The regulators are available in twelve versions:

• KPRK…B1 – basic model with support for MP-bus and NFC;
• KPRK…BM1 – regulator with Modbus support;
• KPRK…BL1 – regulator with LonWorks support;
• KPRK…BK1 – regulator with KNX support;
• KPRK-I...B1 – regulator in a heat/sound-insulated housing with support for MP-bus and NFC;
• KPRK-I...BM1 – regulator in a heat/sound-insulated housing with Modbus support;
• KPRK-I...BL1 – regulator in a heat/sound-insulated housing with LonWorks support;
• KPRK-I...BK1 – regulator in a heat/sound-insulated housing with KNX support;
• KPRK-Sh...B1 – regulator in a heat/sound-insulated housing and a silencer with support for MP-bus and NFC;
• KPRK-Sh...BM1 – regulator in a heat/sound-insulated housing and a silencer with Modbus support;
• KPRK-SH...BL1 – regulator in a heat/sound-insulated housing and a silencer with LonWorks support;
• KPRK-Sh…BK1 – regulator in a heat/sound-insulated housing and a silencer with KNX support.

For coordinated operation of several variable air flow controllers of the KPRK and the ventilation unit, it is recommended to use Optimizer - a controller that provides a change in the fan rotation speed depending on the current need.
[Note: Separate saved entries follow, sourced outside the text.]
PR #181, opened 2018-05-18
Initial Appveyor Support

doadin:
Goal was same tests as travis.ci. Outcome here is that while most tests run with this setup only flake8 runs 100% as it should(produces same output as travis).

However while the other tests run the tests need to be adjusted/modified to be windows compatible. For example in one test the ui.console gets tested which uses python curses... python curses doesn't exist so the test runs but fails. In "wintrial" (skips=1, failures=7, errors=41, successes=115).

Currently even on travis.ci "docs" is failing and the only addition fail comes from the curses issue which that "test" should probably just be ignored/skiped on windows since it will never work.

### DIFF
--- a/appveyor.yml
+++ b/appveyor.yml
@@ -1,0 +1,128 @@
+environment:
+
+  matrix:
+    # See: http://www.appveyor.com/docs/installed-software#python
+
+    - PYTHON: "C:\\Python27"
+      PYTHON_VERSION: "2.7.x"
+      PYTHON_ARCH: "32"
+      TOXENV: pydef
+      APPVEYOR_SAVE_CACHE_ON_ERROR: true
+
+    - PYTHON: "C:\\Python27"
+      PYTHON_VERSION: "2.7.x"
+      PYTHON_ARCH: "32"
+      TOXENV: flake8
+      APPVEYOR_SAVE_CACHE_ON_ERROR: true
+
+    - PYTHON: "C:\\Python27"
+      PYTHON_VERSION: "2.7.x"
+      PYTHON_ARCH: "32"
+      TOXENV: docs
+      APPVEYOR_SAVE_CACHE_ON_ERROR: true
+
+    - PYTHON: "C:\\Python27"
+      PYTHON_VERSION: "2.7.x"
+      PYTHON_ARCH: "32"
+      TOXENV: trial
+      APPVEYOR_SAVE_CACHE_ON_ERROR: true
+
+    - PYTHON: "C:\\Python27"
+      PYTHON_VERSION: "2.7.x"
+      PYTHON_ARCH: "32"
+      TOXENV: pygtkui
+      APPVEYOR_SAVE_CACHE_ON_ERROR: true
+
+    - PYTHON: "C:\\Python27"
+      PYTHON_VERSION: "2.7.x"
+      PYTHON_ARCH: "32"
+      TOXENV: plugins
+      APPVEYOR_SAVE_CACHE_ON_ERROR: true
+
+    - PYTHON: "C:\\Python27"
+      PYTHON_VERSION: "2.7.x"
+      PYTHON_ARCH: "32"
+      APPVEYOR_SAVE_CACHE_ON_ERROR: true
+
+pull_requests:
+  do_not_increment_build_number: true
+
+install:
+  # If there is a newer build queued for the same PR, cancel this one.
+  # The AppVeyor 'rollout builds' option is supposed to serve the same
+  # purpose but it is problematic because it tends to cancel builds pushed
+  # directly to master instead of just PR builds (or the converse).
+  # credits: JuliaLang developers.
+  - ps: if ($env:APPVEYOR_PULL_REQUEST_NUMBER -and $env:APPVEYOR_BUILD_NUMBER -ne ((Invoke-RestMethod `
+        https://ci.appveyor.com/api/projects/$env:APPVEYOR_ACCOUNT_NAME/$env:APPVEYOR_PROJECT_SLUG/history?recordsNumber=50).builds | `
+        Where-Object pullRequestId -eq $env:APPVEYOR_PULL_REQUEST_NUMBER)[0].buildNumber) { `
+          throw "There are newer queued builds for this pull request, failing early." }
+
+  - "python -m pip install --upgrade pip"
+  - if NOT DEFINED TOXENV (
+      pip install bbfreeze pefile tox pywin32 slimit twisted[tls] chardet mako pyxdg pillow slimit pygame
+    )
+
+  - if DEFINED TOXENV (
+      pip install tox
+    )
+
+  - if not exist pygtk-all-in-one-2.24.2.win32-py2.7.msi (
+      ECHO "Downloading pygtk...."
+      & appveyor-retry appveyor DownloadFile "https://ftp.gnome.org/pub/GNOME/binaries/win32/pygtk/2.24/pygtk-all-in-one-2.24.2.win32-py2.7.msi"
+    )
+
+  - ECHO "Installing pygtk...."
+  - cmd: msiexec /i pygtk-all-in-one-2.24.2.win32-py2.7.msi /quiet /qn /norestart TARGETDIR=C:\Python27 INSTALLLEVEL=3
+  - if not exist openssl-1.1.0f-vs2008.7z (
+      ECHO "Downloading openssl...."
+      & appveyor-retry appveyor DownloadFile "https://www.npcglib.org/~stathis/downloads/openssl-1.1.0f-vs2008.7z"
+    )
+
+  - ECHO "Installing openssl...."
+  - "7z x -oc:\\ -aoa openssl-1.1.0f-vs2008.7z"
+  - "rename c:\\openssl-1.1.0f-vs2008 openssl-1.1"
+  - "copy c:\\openssl-1.1\\bin\\libsslMD.dll c:\\openssl-1.1\\bin\\libssl-1_1.dll"
+  - "copy c:\\openssl-1.1\\bin\\libcryptoMD.dll c:\\openssl-1.1\\bin\\libcrypto-1_1.dll"
+
+  - if not exist libtorrent.pyd (
+      ECHO "Downloading libtorrent...."
+      & appveyor-retry appveyor DownloadFile "https://github.com/doadin/libtorrent/releases/download/1.1.7.test/libtorrent.pyd"
+    )
+
+  - ECHO "Installing libtorrent...."
+  - "copy /Y libtorrent.pyd c:\\Python27\\Lib\\site-packages\\libtorrent.pyd"
+  - "SET PATH=%TOXENV%;%PYTHON%;%PYTHON%\\Scripts;c:\\openssl-1.1\\bin;C:\\Program Files (x86)\\NSIS;%PATH%"
+
+  - ECHO "Python Verison"
+  - "python --version"
+  - "python -c \"import struct; print(struct.calcsize('P') * 8)\""
+  - ECHO "libtorrent Verison"
+  - "python -c \"import libtorrent; print(libtorrent.__version__)\""
+  - ECHO "OpenSSL Verison"
+  - openssl version -v
+
+cache:
+  - pygtk-all-in-one-2.24.2.win32-py2.7.msi
+  - openssl-1.1.0f-vs2008.7z
+  - '%LOCALAPPDATA%\pip\cache'
+  - libtorrent.pyd
+
+build: false
+
+test_script:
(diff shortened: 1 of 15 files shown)


doadin:
The existing environments don't work as is in windows. This is a large part due to the TOXENV not being set which I was having some issue with appveyor and I didn't try adding it to the existing environments because I have been busy trying to get the tests running and so forth and didnt want to break them for travis.ci as im using both to compare to see proper output. Now that its working I can clean it up a bit more and make some adjustments.

However in at least the one case if you look you have a instance of the environment variable PWD this variable is not available in windows so that one is not going to work even with a appveyor setup adjustment.

tox.ini
```diff
@@ -59,12 +73,29 @@ commands =
...
+[testenv:wintrial]
+changedir = {toxinidir}
+setenv =
+    TOXENV=wintrial
+commands =
+    python -c "import libtorrent as lt; print lt.__version__"
+    python -m twisted.trial deluge.tests
+
 [testenv:plugins]
 setenv = PYTHONPATH = {env:PWD}:{env:PWD}/deluge/plugins
```
doadin: here wont work in windows

cas--: See fix here: https://github.com/deluge-torrent/deluge/pull/182/commits/3cbbd6186ee0b9fd58c6590917e3353623298299

doadin: ok, ill re-run all the tests on windows and modify the commit as needed. ty.

tox.ini
```diff
@@ -18,7 +18,7 @@ minversion=1.8
 [testenv]
 install_command = pip install --ignore-installed {opts} {packages}
 passenv = DISPLAY PYTHONPATH
-setenv = PYTHONPATH = {toxinidir}:
+setenv = PYTHONPATH = {toxinidir}
```
doadin: apparently this breaks the deps install on appveyor. good news is it seems its not needed anyways since test still run just fine on travis.ci.

doadin:
I think we still need a few different environments for windows because windows has a few extra deps then linux does.

cas--:
For different env platforms see: https://tox.readthedocs.io/en/latest/example/platform.html

tox.ini
cas--: The colon is os specific: https://tox.readthedocs.io/en/latest/config.html#globally-available-substitutions

But I agree there is no need for it here.

tox.ini
```diff
@@ -57,7 +57,7 @@ commands = pytest -v --basetemp=_pytest_temp -s -m "todo" deluge/tests
 setenv = {[testenv]setenv}:{toxinidir}/deluge/tests
 commands =
     python -c "import libtorrent as lt; print lt.__version__"
-    python -m twisted.trial --reporter=deluge-reporter deluge.tests
+    python -m twisted.trial deluge.tests
```
cas--: Why is the deluge-reporter being removed?

deluge/tests/common.py
```diff
@@ -236,7 +236,10 @@ def start_core(listen_port=58846, logfile=None, timeout=10, timeout_msg=None,
 import sys
 import deluge.core.daemon_entry
 
-sys.argv.extend(['-d', '-c', '%s', '-L', 'info', '-p', '%d'])
+    if sys.platform == 'win32':
```
cas--: Please use `windows_check()` from deluge.common

deluge/tests/test_ui_entry.py
```diff
@@ -31,6 +28,13 @@
 from .basetest import BaseTestCase
 from .daemon_base import DaemonBase
 
+try:
```
cas--: Use a windows check to exclude importing instead of a try..except. We want the test to error if there are any issues importing these modules.

tox.ini
doadin: It stops the test from being run at all. The setup goes fine but then at the first command fails. says something about only passing report to something...I don't remember at the moment.

cas--:
@doadin Reason for closing?

doadin:
Its a ways away from being ready, unless you want to take just the appveyor config or take it + skipping ~40 tests.

cas--:
I am happy with skipping the tests is fine for now, config needs a bit of a polish but it seems to be working and getting windows tests and builds from appveyor would be great.

doadin:
Well it also needs some tox changes for multi os like we talked about before which for some reason I cant figure out I had it run on my computer pushed the change to github and it failed..not sure.

doadin:
As you may have noticed to I was using a libtorrent build from my own we need to find a good reliable source to install that form as the last python build from the libtorrent repo is not good.

doadin:
ok I tried to clean it up a bit more I will leave it be for now let me know any adjustments or w.e. you would like to make.

doadin:
ok so after that gotta clean up the sommits and stuff but all the tests run and pass we get PASSED (skips=69, successes=116) which is alot of skips of which about 40 actually need addressing at a later point the others are never gonna pass because of the console ui dependent on python curses. Other than cleaning the commits and stuff make the tox multi os compatible I think i pretty well cleaned the appveyor config but let me know.

tox.ini
```diff
@@ -59,20 +59,20 @@ commands = pytest -v --basetemp=_pytest_temp -s -m "gtkui" deluge/tests
 commands = pytest -v --basetemp=_pytest_temp -s -m "todo" deluge/tests
 
 [testenv:trial]
-setenv = {[testenv]setenv}:{toxinidir}/deluge/tests
+setenv = {[testenv]setenv};{toxinidir}/deluge/tests
```
gazpachoking: Should the separator be `{:}` to be cross platform compatible? https://tox.readthedocs.io/en/latest/config.html#globally-available-substitutions

I've barely followed this PR, so please ignore me if I'm off base.

doadin: Im not sure in general about the cross platform of the whole tox file still have to fix the depends too. Have not really tried a whole lot so I dont know much either though @cas-- mentioned about the separator earlier. Any thoughts on it much appreciated.

doadin:
I guess maybe we should use appveyor-retry? to try and download the deps in case for whatever reason it fails to download. They should be cached so it should be rare to even need to download but if it does.

appveyor.yml
```diff
@@ -0,0 +1,128 @@
+environment:
+
+  matrix:
+    # See: http://www.appveyor.com/docs/installed-software#python
+
```
cas--: This matrix section can be improved by removing all the duplication, see: https://packaging.python.org/guides/supporting-windows-using-appveyor/

cas--: I *think* you can set Python version outside matrix for all matrix jobs e.g. 

```
environment:
  PYTHON_VERSION: "2.7"
  matrix:
    TOXENV: pydef
...
```

deluge/tests/test_client.py
```diff
@@ -75,6 +75,9 @@ def __on_disconnect(self):
 
 class ClientTestCase(BaseTestCase, DaemonBase):
 
+    if windows_check:
+        skip = 'windows cant start_core not enough arguments for format string'
```
cas--: I just realised we should use the unittest `skipIf`: https://docs.python.org/2/library/unittest.html#skipping-tests-and-expected-failures

deluge/tests/test_common.py
```diff
@@ -77,6 +77,8 @@ def test_is_infohash(self):
         self.assertTrue(is_infohash('2dc5d0e71a66fe69649a640d39cb00a259704973'))
 
     def test_get_path_size(self):
+        if windows_check():
+            raise unittest.SkipTest('os devnull is different on windows')
         self.assertTrue(get_path_size(os.devnull) == 0)
```
cas--: So os.devnull is cross-platform so perhaps `get_path_size` needs fixed rather than skip this test

deluge/tests/test_files_tab.py
```diff
@@ -96,6 +97,8 @@ def test_files_tab(self):
         self.assertTrue(ret)
 
     def test_files_tab2(self):
+        if windows_check():
+            raise unittest.SkipTest('on windows \ != / for path names')
```
cas--: A possible issue with `files_list`!

However, inside Python Windows should handle this so perhaps the test needs tweaked.

deluge/tests/test_tracker_icons.py
```diff
@@ -24,6 +25,9 @@
 @pytest.mark.internet
 class TrackerIconsTestCase(BaseTestCase):
 
+    if windows_check():
+        skip = 'cannot use os.path.samefile to compair on windows(unix only)'
+
```
cas--: Since this is in the tests, a more generic version would do: https://stackoverflow.com/a/8894488/175584

tox.ini
```diff
@@ -31,6 +35,7 @@ deps =
     mock
     slimit
     pillow
+    pywin32
```
cas--: should this not be prefixed with `mywindows:`?

appveyor.yml
doadin: for now sure since we are only python 2 compatible but in the future adding 3.x python testing it would have to be non-global. changing now later it doesn't make a difference too much.

deluge/tests/common.py
```diff
@@ -236,7 +236,12 @@ def start_core(listen_port=58846, logfile=None, timeout=10, timeout_msg=None,
 import sys
 import deluge.core.daemon_entry
 
-sys.argv.extend(['-d', '-c', '%s', '-L', 'info', '-p', '%d'])
+from deluge.common import windows_check
+
+    if windows_check():
+        sys.argv.extend(['-c', '%s', '-L', 'info', '-p', '%d'])
```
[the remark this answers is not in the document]
doadin: yes -d isnt a option on windows so it says unrecognized option or something like that.

tox.ini
doadin: I had issues trying to get that to work in my testing. got various results including it saying something like invalid package pywin3 or :pywin. feel free to try but I couldn't get it right and with ONLY adding mywindows: pywin32 it didn't work if I remeber right.

doadin:
yea..I definitely messed up there hopefully I got it right this time?

deluge/tests/test_common.py
doadin: in linux if you do os.path.getsize(os.devnull) you get 0 in windows you get error parameter incorrect nul.

tox.ini
cas--: Well we cannot have this in tox.ini if it breaks on linux. 

Could it be related to this issue: https://github.com/mhammond/pywin32/issues/1177

doadin: not sure how thats related thats a issues, as stated in that issue, with pywin32's setup. I havn't even gotten it to go to that step. it errors trying to install a module not even in the list(pywin3, NOT pywin32) hence why its not valid and fails.

doadin:
Im not sure where ive gone wrong with this @ unittest change.

tox.ini
cas--: If you could provide the actual error that would be helpful.

cas--:
> Im not sure where ive gone wrong with this @ unittest change.

Apologies that is my bad, I forgot that twisted has it's own `unittest` so just revert to your original code.

tox.ini
cas--: I think there is a bug in tox when reusing deps, I was testing with `tox -e flake8` and this workaround worked:

```diff
--- tox.ini
+++ tox.ini
@@ -17,9 +17,9 @@ minversion = 2.0
 
 [testenv]
- platform =
-           mylinux: linux
-           mymacos: darwin
-           mywindows: win32
 install_command = pip install --ignore-installed {opts} {packages}
 passenv = DISPLAY PYTHONPATH
 setenv = PYTHONPATH = {toxinidir}
@@ -35,7 +35,6 @@ deps =
     mock
     slimit
     pillow
-    mywindows: pywin32
 whitelist_externals = pytest bash
 commands = {envpython} setup.py test
 
@@ -78,8 +77,13 @@ commands =
     pytest -v --basetemp=_pytest_temp -s deluge/plugins
 
 [testenv:py27]
+platform =
+    mylinux: linux
+    mymacos: darwin
+    mywindows: win32
 deps =
     {[testenv]deps}
+    mywindows: pywin32
     py2-ipaddress
 basepython = python2.7
 commands = {[testenv:pydef]commands}

```

All other combinations failed. So you need to specify pywin32 in each env

doadin: unless I did it wrong seems to work, besides a minor mistake I made, on travis(linux) but still a no go on appveyor(windows).

cas--:
Ok so I finally worked out that the platform support for tox relies on running `tox` without any env vars or using `tox -e` so adding `pywin32` to tox is not possible currently. I have created another PR #184 with the fixes and changes I wished to make.

PR #182, opened 2018-05-19
Fix/tox tests

cas--:


doadin:
Currently with this tox setup docs test fails to install twisted however the trial test seems to run fine which does install twisted as well. The only difference I see that would maybe make a difference is setenv in trial.

PR #187, opened 2018-06-04
Fix And Cleanup Interface Code

doadin:


deluge/core/core.py
```diff
@@ -159,20 +159,20 @@ def __init__(self, listen_interface=None, outgoing_interface=None, read_only_con
         # store the one in the config so we can restore it on shutdown
         self._old_listen_interface = None
         if listen_interface:
-            if deluge.common.is_ip(listen_interface):
+            if (windows_check() and deluge.common.is_ip(listen_interface)) or not windows_check():
```
gazpachoking: I'd probably avoid the duplicate windows_check, and just do:
```python
if deluge.common.is_ip(listen_interface) or not windows_check():
```

deluge/core/core.py
```diff
@@ -159,20 +159,20 @@ def __init__(self, listen_interface=None, outgoing_interface=None, read_only_con
...
                 self._old_listen_interface = self.config['listen_interface']
                 self.config['listen_interface'] = listen_interface
             else:
-                log.error('Invalid listen interface (must be IP Address): %s', listen_interface)
+                log.error('Invalid listen interface (must be adapter name or IP Address on unix ip on win): %s', listen_interface)
```
gazpachoking: Perhaps it's clearer to say:
`Invalid listen interface. (Must be IP Address or, on Linux, adapter name.)`? (That question mark is because I don't actually know if it's clearer.)

Alternatively, just add a comma, (and fix capitalization,) into your current message. i.e. `must be adapter name or IP address on Linux, or IP address on Windows`

doadin:
why should 'deliberate logic to not allow IP address for outgoing_interface (on non-windows) should not be removed!" NOT be removed? its a valid option on non windows its just not the BEST option.

doadin:
this ok now?

cas--:
I need to test what is and isn't allowed, I asked for clarification but no definitive answer: arvidn/libtorrent#3087

cas--:
After discussing with arvidn, I removed the checks and made the code changes: c415b097fe

Thanks for helping with this.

You can connect up to eight KPRK regulators to the Optimizer, and also combine, if necessary, several Optimizers in the “Master-Slave” mode. Variable air flow regulators remain operational and can be operated regardless of their spatial orientation, except when the measuring probe fittings are directed downwards. The direction of air flow must correspond to the arrow on the product body. Regulators are made of galvanized steel. Models KPRK-I and KPRK-SH are made in a heat/sound-insulated housing with an insulation thickness of 50 mm; KPRK-SH are additionally equipped with a 650 mm long silencer on the air outlet side. The housing pipes are equipped with rubber seals, which ensures a tight connection with the air ducts.